The goal is to reduce Mean Time to Recovery (MTTR) after a production failure. The scenario involved an extended outage due to a faulty release, which required rollback and a fix. To minimize recovery time, focus on strategies that enable rapid rollback and early issue detection in the release process.
- Option B (Blue/Green Deployment): This strategy maintains two identical production environments (blue for current, green for new). If the new release fails, traffic can be instantly switched back to the stable environment (blue), enabling near-zero-time rollback. This directly reduces MTTR by eliminating redeployment delays.

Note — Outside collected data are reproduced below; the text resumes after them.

PR #147, opened 2022-07-13
feat: support oci image verification

asraa:

Support OCI image verification in the GHA verifier.

Added initial testing, for valid signatures, invalid builder IDs and invalid source repositories.


naveensrinivasan (commented):
What is the process to verify the attached binaries?

The goal is to make sure the e2e tests are reliable.

asraa:
Yes @naveensrinivasan I'm still trying to figure out a testing strategy

> What is the process to verify the attached binaries?

I don't understand the question. Binaries are already e2e tested.

> The goal is to make sure the e2e tests are reliable.

Yeah. Ideally I'd be able to attach manifests for OCI images and use those to verify. I will probably need to implement a fake registry and a fake signed image for cosign. do you have other ideas?

naveensrinivasan:
> > Binaries are already e2e tested.
> 
> How were these specific binaries already e2e tested? I am trying to understand, so pardon my ignorance.

🤦 Now, I see them as renamed and not new binaries. Thanks, it makes sense. I thought these were new binaries.

main.go
```diff
@@ -82,7 +92,13 @@ func main() {
 		"print the verified provenance to std out")
 	flag.Parse()
 
-	if provenancePath == "" || artifactPath == "" || source == "" {
+	if (provenancePath == "" || artifactPath == "") && ociImageRef == "" {
```
ianlewis, line 95: I feel like we should have different commands for containers vs. artifacts

The combinations of how flags are used isn't really very user friendly and I feel like it will just get worse over time.

main.go
```diff
@@ -12,13 +13,17 @@ import (
 	"log"
 	"os"
 
+	"github.com/google/go-containerregistry/pkg/name"
```
ianlewis, line 16: nit: pick a better identifier for this package as "name" is pretty commonly used as a variable etc. Maybe `crname`?

main.go
ianlewis: ...not that I expect that to be implemented in this PR. Just a general comment.

asraa: For v2, I'll try to write a one-pager on the SLSA verifier API. There are a few issues on this (https://github.com/slsa-framework/slsa-verifier/issues/180) and I am worried without writing it up first I'll get it wrong.

asraa:
Currently working with example-test packages 
```
$ go run . -oci-image ghcr.io/slsa-framework/example-package.e2e.container.schedule.main.default.slsa3@sha256:93e556b16d8be1283f3825aa0ee595250649f56e70e18a3089d92ba29cd81e85 -source github.com/slsa-framework/example-package
Verified build using builder https://github.com/slsa-framework/slsa-github-generator/.github/workflows/generator_container_slsa3.yml@refs/heads/main at commit 8837317a8c8021fa59bb05260f363c7deb4ca63d
```

For some reason, `crane manifest`'ing the image doesn't show me where the cosign attesation layer is. Trying to retrieve some testadata manifests.

main.go
ianlewis: Just to be clear, I was simply thinking something like `slsa-verifier verify-artifact ...` and `slsa-verifier verify-image ...` something like that. Right now it's down to the combination of what flags users use. Commands allow us to have different flags for different CLI commands.

asraa: Ah, yes I agree too we should have sub-commands separating the two.

laurentsimon: SGTM

asraa:
Got tests in. Waiting for the queue of PRs https://github.com/slsa-framework/slsa-verifier/pull/187

and then I'll implement the `VerifyImage` on the builder interface.

asraa:
@ianlewis @laurentsimon This is ready now.

I had to make a few changes for testing -- remote and local images behave slightly different. See the `container` package.

I will make an issue to add more testing: malicious tests, tag verification. Just wanted to start the functionality.

cli/slsa-verifier/main.go
```diff
@@ -61,17 +70,18 @@ func main() {
 		os.Exit(1)
 	}
 
-	verifiedProvenance, _, err := runVerify(artifactPath, provenancePath, source,
+	verifiedProvenance, _, err := runVerify(artifactReference, artifactPath, provenancePath, source,
```
laurentsimon, line 73: Maybe let's separate the functions to avoid special checks depending on options passed: `runVerifyArtifactPath()` and `runVerifyArtifactReference()`?

Trying to find a way to simplify the code, at the expense of a little bit of code duplication. Mixing two different logic is prone to mistakes - happened a lot in openssl in the past.

cli/slsa-verifier/main_test.go
```diff
@@ -23,18 +30,10 @@ func pString(s string) *string {
...
-	"v1.1.1": {"go"},
-	"v1.2.0": {"generic"},
-}
-
 const TEST_DIR = "./testdata"
 
-func Test_runVerify(t *testing.T) {
-	t.Parallel()
+func Test_runVerifyGoAndGeneric(t *testing.T) {
+	// t.Parallel()
```
laurentsimon, line 36: is the comment intentional? if so, add a comment.

cli/slsa-verifier/main_test.go
```diff
@@ -23,18 +30,10 @@ func pString(s string) *string {
...
-	"v0.0.2": {"go"},
-	"v1.1.1": {"go"},
-	"v1.2.0": {"generic"},
-}
-
 const TEST_DIR = "./testdata"
 
-func Test_runVerify(t *testing.T) {
-	t.Parallel()
+func Test_runVerifyGoAndGeneric(t *testing.T) {
```
laurentsimon, line 35: Shall this be more generic and be called `Test_runVerifyArtifactPath`, and the other `Test_runVerifyArtifactReference`?

cli/slsa-verifier/main_test.go
```diff
@@ -457,3 +444,179 @@ func Test_runVerify(t *testing.T) {
 		})
 	}
 }
+
+func TestContainerVerification(t *testing.T) {
```
laurentsimon, line 448: rename to `Test_runVerifyArtifactReference`?

cli/slsa-verifier/main_test.go
```diff
@@ -457,3 +444,179 @@ func Test_runVerify(t *testing.T) {
...
+			if err != nil {
+				return "", err
+			}
+		default:
+			return "", errors.New("must verify either an image index or image")
+		}
+		return strings.TrimPrefix(h.String(), "sha256:"), nil
+	}
+
+	// t.Parallel()
```
laurentsimon, line 492: add a comment why need to disable parallelism

cli/slsa-verifier/main_test.go
```diff
@@ -457,3 +444,179 @@ func Test_runVerify(t *testing.T) {
...
+			artifact:    "container_workflow_dispatch",
+			source:      "github.com/slsa-framework/example-package",
+			pversiontag: pString("v1"),
+			err:         serrors.ErrorInvalidSemver,
+		},
+	}
+	for _, tt := range tests {
+		tt := tt // Re-initializing variable so it is not changed while executing the closure below
+		t.Run(tt.name, func(t *testing.T) {
+			// t.Parallel()
```
laurentsimon, line 572: same comment about the comment :)

cli/slsa-verifier/main_test.go
```diff
@@ -457,3 +444,179 @@ func Test_runVerify(t *testing.T) {
...
+			getVersions := func() []string {
+				res := []string{}
+				builder := "container"
```
laurentsimon, line 575: should this be more specific, in case we later support ko, jib, etc?

cli/slsa-verifier/main_test.go
```diff
@@ -457,3 +444,179 @@ func Test_runVerify(t *testing.T) {
...
+
+				builderDir, err := ioutil.ReadDir(filepath.Join(TEST_DIR, builder))
```
laurentsimon, line 577: If logic to read the directories into `res` is shared between container test function and non-container tests function, let's create a function to do it.

cli/slsa-verifier/main_test.go
```diff
@@ -457,3 +444,179 @@ func Test_runVerify(t *testing.T) {
...
+	// t.Parallel()
+	tests := []struct {
+		name        string
+		artifact    string
+		source      string
+		branch      string
+		ptag        *string
+		pversiontag *string
+		pbuilderID  *string
+		builderID   string
```
laurentsimon, line 501: It's my fault, but maybe we should rename `builderID` to `outBuilderID`.

verifiers/internal/gha/verifier.go
```diff
@@ -80,11 +72,72 @@ func (v *GHAVerifier) VerifyArtifact(ctx context.Context,
...
+	env, cert, err := VerifyProvenanceSignature(ctx, rClient, provenance, artifactHash)
+	if err != nil {
+		return nil, "", err
+	}
+
+	return verifyEnvAndCert(env, cert, provenanceOpts, builderOpts)
+}
+
 // VerifyImage verifies provenance for an OCI image.
 func (v *GHAVerifier) VerifyImage(ctx context.Context,
```
laurentsimon, line 96: here it's called "image", in the CLI it's called "reference". Let's try to use the same terminology throughout the code.

verifiers/internal/gha/verifier.go
```diff
@@ -34,23 +38,11 @@ func (v *GHAVerifier) IsAuthoritativeFor(builderID string) bool {
 	return strings.HasPrefix(builderID, "https://github.com/")
 }
 
-// VerifyArtifact verifies provenance for an artifact.
-func (v *GHAVerifier) VerifyArtifact(ctx context.Context,
-	provenance []byte, artifactHash string,
+func verifyEnvAndCert(env *dsse.Envelope,
```
laurentsimon, line 41: remind me: do we verify that the leaf cert is signed by Fulcio?

laurentsimon (commented):
LGTM overall. Excited to see this one land!!

verifiers/internal/gha/verifier.go
laurentsimon: of course we do https://github.com/slsa-framework/slsa-verifier/blob/main/verifiers/internal/gha/rekor.go#L375
Closing.

container/container.go
```diff
@@ -0,0 +1,27 @@
...
+
+var GetImageDigest = func(imageReference string) (string, error) {
+	ref, err := crname.ParseReference(imageReference)
+	if err != nil {
+		return "", err
+	}
+	return strings.TrimPrefix(ref.Context().Digest(ref.Identifier()).DigestStr(), "sha256:"), nil
+}
+
+var RunCosignImageVerification = func(ctx context.Context,
```
laurentsimon, line 20: Why not have this under `gha/`?

verifiers/internal/gha/builder.go
```diff
@@ -19,8 +19,9 @@ var (
 )
 
 var defaultTrustedReusableWorkflows = map[string]bool{
-	trustedBuilderRepository + "/.github/workflows/generator_generic_slsa3.yml": true,
-	trustedBuilderRepository + "/.github/workflows/builder_go_slsa3.yml":        true,
+	trustedBuilderRepository + "/.github/workflows/generator_generic_slsa3.yml":   true,
```
laurentsimon, line 22: we may bucket these into container and not; and verify that the trusted builder is as expected (container vs artifact)

verifiers/internal/gha/verifier.go
```diff
@@ -80,11 +72,72 @@ func (v *GHAVerifier) VerifyArtifact(ctx context.Context,
...
+	/* Retrieve any valid signed attestations that chain up to Fulcio root CA. */
+	roots, err := fulcio.GetRoots()
+	if err != nil {
+		return nil, "", err
+	}
+	opts := &cosign.CheckOpts{
+		RootCerts: roots,
+	}
+
+	atts, _, err := container.RunCosignImageVerification(ctx,
```
laurentsimon, line 110: I would move this function into `gha/` in container.go or image.go

verifiers/internal/gha/verifier.go
```diff
@@ -80,11 +72,72 @@ func (v *GHAVerifier) VerifyArtifact(ctx context.Context,
...
+		if err != nil {
+			fmt.Fprintf(os.Stderr, "unexpected error parsing envelope from OCI registry %s", err)
+			continue
+		}
+		cert, err := att.Cert()
+		if err != nil {
+			fmt.Fprintf(os.Stderr, "unexpected error getting certificate from OCI registry %s", err)
+			continue
+		}
+		verifiedProvenance, builderID, verifyErr = verifyEnvAndCert(env, cert, provenanceOpts, builderOpts)
```
laurentsimon, line 136: do we want to verify the subject? Our builder uses `image:tag` as subject, so this should be safe?
/cc @ianlewis

cli/slsa-verifier/main.go
```diff
@@ -9,25 +9,28 @@ import (
...
+	tag               string
+	versiontag        string
+	printProvenance   bool
 )
 
 func main() {
 	flag.StringVar(&builderID, "builder-id", "", "EXPERIMENTAL: the unique builder ID who created the provenance")
 	flag.StringVar(&provenancePath, "provenance", "", "path to a provenance file")
 	flag.StringVar(&artifactPath, "artifact-path", "", "path to an artifact to verify")
+	flag.StringVar(&artifactReference, "artifact-reference", "", "reference to an OCI image to verify")
```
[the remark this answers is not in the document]
asraa: I think we should, should I do that in this PR though? If it's pretty easy to review I can split the commands

cli/slsa-verifier/main.go
```diff
@@ -38,7 +41,13 @@ func main() {
 		"print the verified provenance to std out")
 	flag.Parse()
 
-	if provenancePath == "" || artifactPath == "" || source == "" {
+	if (provenancePath == "" || artifactPath == "") && artifactReference == "" {
+		fmt.Fprintf(os.Stderr, "either 'provenance' and 'artifact-path' or '' must be specified\n")
+		flag.Usage()
+		os.Exit(1)
+	}
+
```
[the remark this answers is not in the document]
asraa: Good catch, yes. I'll add a check for either -artifact or -provenance populated when artifact-reference is non-empty

cli/slsa-verifier/main_test.go
asraa: resolving, I think this snuck in through a bad merge or something

cli/slsa-verifier/main_test.go
asraa: These can be made in parallel: i'm not worried about rate limiting, most will be using offline bundle verification

cli/slsa-verifier/main_test.go
asraa: I can name this "generic_container", yes.

asraa: also, going to move the builder names to top-level variables, instead of in the funcs
```
var ARTIFACT_REFERENCE_BUILDERS = []string{"generic_container"}
var ARTIFACT_PATH_BUILDERS = []string{"go", "generic"}
```

container/container.go
asraa: Other verifiers may want it: If GCB is also signing containers, then I assume it will also want to run image verification, right?

verifiers/internal/gha/builder.go
asraa: Good call!

container/container.go
laurentsimon: but GCB won't be using cosign's format, at least we don't know that. Their first version wont use it for sure.
I see what you mean, though. This would be useful for any builder that integrates with Sigstore / Fulcio via OIDC, correct?

Makes sense, let's keep it here then.

cli/slsa-verifier/main.go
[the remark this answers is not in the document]
laurentsimon: up to you, I don't mind either way

verifiers/internal/gha/builder.go
asraa: curious: do you think this should be captured in BuilderOpts (internally generated depending on whether the artifact was a blob or container image)

verifiers/internal/gha/verifier.go
asraa: my rationale for putting container externally was that it may be used across verifiers. WDYT about putting it in verifiers/container/?

verifiers/internal/gha/verifier.go
asraa: hmmm the subject digest is verified against the computed artifact digest. is this what you mean? the artiact digest is resolved and put into the `ProvenanceOpts`

verifiers/internal/gha/builder.go
laurentsimon: i guess we could. But it's probably sufficient to select the correct "bucket" based on which function we're executing (`VerifyContainer` vs `VerifyArtifact`)?

verifiers/internal/gha/verifier.go
laurentsimon: you convinced me sharing is beneficial in another comment already :p. Under `verifiers/container/cosign.go` SGTM.

verifiers/internal/gha/verifier.go
laurentsimon: sorry. What I mean is that we don't verify the `subject.name`, but maybe we could since our generator puts the name of the container (including tags) in the name. That would provide a binding for container tags as well.

verifiers/internal/gha/builder.go
asraa: yeah, that makes sense.

cli/slsa-verifier/main.go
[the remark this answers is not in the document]
asraa: yes, it means repository:tag. technically it also supports the actual digest, so maybe I should say -artifact-image (and image reference resolution will be implicit)?

verifiers/internal/gha/verifier.go
asraa: Going to move over to image. I'm not totally sure I can test verification via image and implicit tag (latest), image and explicit tag (reference), or digest locally, but i'll see if we can in e2e tests.

cli/slsa-verifier/main.go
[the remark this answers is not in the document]
laurentsimon: so 'reference' means the image name + sha256?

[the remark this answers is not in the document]
asraa: Changed to artifact-image for now. Leaving unresolved for feedback from Ian

cli/slsa-verifier/main.go
asraa: Right now there's not difference in options, but there is a difference in artifact hash. Going to do this in the same follow-up PR as separating into subcommands. creating issue

verifiers/internal/gha/verifier.go
asraa: Interesting, gotcha. In case the tags are different, we need to compare the resolved digest of the containers... which imo comes down to verifying digest anyway...

We could compare repository name?

I'm a little worried because I have to mock this out for tests anyway because local filepaths supply the pathname (not container name) as input.

It is easy to do though, we can pipe it through `ProvenanceOpts` and verify when we verify subject digest.

laurentsimon: There seems to be a few things to discuss, so maybe let's create an issue to discuss further?

asraa: Done!
https://github.com/slsa-framework/slsa-verifier/issues/208

cli/slsa-verifier/main.go
```diff
@@ -38,7 +41,19 @@ func main() {
...
 
-	if provenancePath == "" || artifactPath == "" || source == "" {
+	if (provenancePath == "" || artifactPath == "") && artifactImage == "" {
+		fmt.Fprintf(os.Stderr, "either 'provenance' and 'artifact-path' or 'artifact-image' must be specified\n")
+		flag.Usage()
+		os.Exit(1)
+	}
+
+	if artifactImage != "" && (provenancePath != "" || artifactPath != "") {
+		fmt.Fprintf(os.Stderr, "'provenance' and 'artifact-path' should not be specified when 'artifact-image' is provided\n")
```
laurentsimon, line 51: note: that won't be true for GCB-built containers. Not something for this PR, though.

cli/slsa-verifier/main.go
```diff
@@ -64,17 +79,18 @@ func main() {
...
 	if err != nil {
 		fmt.Fprintf(os.Stderr, "FAILED: SLSA verification failed: %v\n", err)
 		os.Exit(2)
 	}
 
 	fmt.Fprintf(os.Stderr, "PASSED: Verified SLSA provenance\n")
-
 	if printProvenance {
-		fmt.Fprintf(os.Stdout, "%s\n", string(verifiedProvenance))
+		for _, verified := range verifiedProvenance {
```
laurentsimon, line 91: This won't be a valid JSON output anymore, will it?
I wonder if we should simplify and print a single valid provenance. Later I agree we need t output all, but we need to decide the format. Wdut?

cli/slsa-verifier/main.go
```diff
@@ -88,39 +104,53 @@ func isFlagPassed(name string) bool {
...
-		artifactHash, provenanceOpts, builderOpts)
+	var provenance []byte
+	if provenancePath != "" {
+		provenance, err = os.ReadFile(provenancePath)
+		if err != nil {
+			return nil, "", err
+		}
+	}
+
+	return verifiers.Verify(ctx, artifactImage, provenance, artifactHash, provenanceOpts, builderOpts)
```
laurentsimon, line 138: do we want to have a `VerifyArtifact()` and `VerifyImage()`?

verifiers/internal/gha/verifier.go
```diff
@@ -80,11 +73,76 @@ func (v *GHAVerifier) VerifyArtifact(ctx context.Context,
...
+		cert, err := att.Cert()
+		if err != nil {
+			fmt.Fprintf(os.Stderr, "unexpected error getting certificate from OCI registry %s", err)
+			continue
+		}
+		verifiedProvenance, builderID, verifyErr = verifyEnvAndCert(env,
+			cert, provenanceOpts, builderOpts,
+			defaultContainerTrustedReusableWorkflows)
+		if verifyErr == nil {
+			return verifiedProvenance, builderID, nil
```
laurentsimon, line 143: does this mean we're always returning a maximum of 1 provenance? This means it's fine to print only a single provenance when passing `-print-provenance`.

laurentsimon (approved):
Thanks. Left a few comments.

cli/slsa-verifier/main.go
laurentsimon: Note: the code currently prints one character per line, I think

verifiers/container/container.go
```diff
@@ -0,0 +1,15 @@
+package container
+
+import (
+	"strings"
+
+	crname "github.com/google/go-containerregistry/pkg/name"
+)
+
+var GetImageDigest = func(image string) (string, error) {
```
laurentsimon, line 9: Note: would this break if we verify in parallel different images that require changing this global variable?
I don't think we're going to need that any time soon.. unless the unit tests have to.

cli/slsa-verifier/main.go
asraa: Interesting, OK. Maybe need to redefine the interface for `VerifyImage`

verifiers/container/container.go
asraa: Hmmm The purpose of this global is just for testing -- only testing will use the modified vars (and always will)

> I wonder whether we this should be a func GetImageDigest() and have an interface that this function implement in a structure. 

Actually, that can work. We can do a file-based impl and a registry-based implementation of the container. Then we can instantiate based on the params (was image str a local file or a container reference)

cli/slsa-verifier/main.go
asraa: Can do in the sub-command splitting issue!

asraa: Noted in the issue

cli/slsa-verifier/main.go
asraa: Oh no! Good point. This should have been one provenance each. Will simplify to a single valid provenance.

verifiers/internal/gha/verifier.go
asraa: Yes, correct. Updating. Will also create an issue to support multiple attestations returned on the container.

verifiers/container/container.go
laurentsimon: It's fine to do that in a follow-up PR. Up to you.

- Option E (CI Server with Unit Tests): Configuring a CI server to run automated unit tests on every commit catches code defects early in the development cycle. While this primarily prevents issues, it reduces the likelihood of failures reaching production. If a failure still occurs, the CI pipeline accelerates diagnosis by providing immediate feedback, indirectly supporting faster recovery through quicker issue identification.
Other options are less effective for MTTR reduction:
- Option A (Peer Code Reviews): Focuses on prevention by improving code quality but does not speed up recovery once a failure occurs in production.
- Option C (Code Linting): Enforces coding standards for prevention but does not address functional failures or recovery speed.
- Option D (Local Integration Tests): Relies on developers to manually run tests in inconsistent local environments, which is unreliable and does not ensure production-like validation. It lacks automation for rapid feedback.
Thus, B and E are the best choices: B for immediate rollback capability, and E for early defect detection to reduce failure frequency and aid recovery efficiency.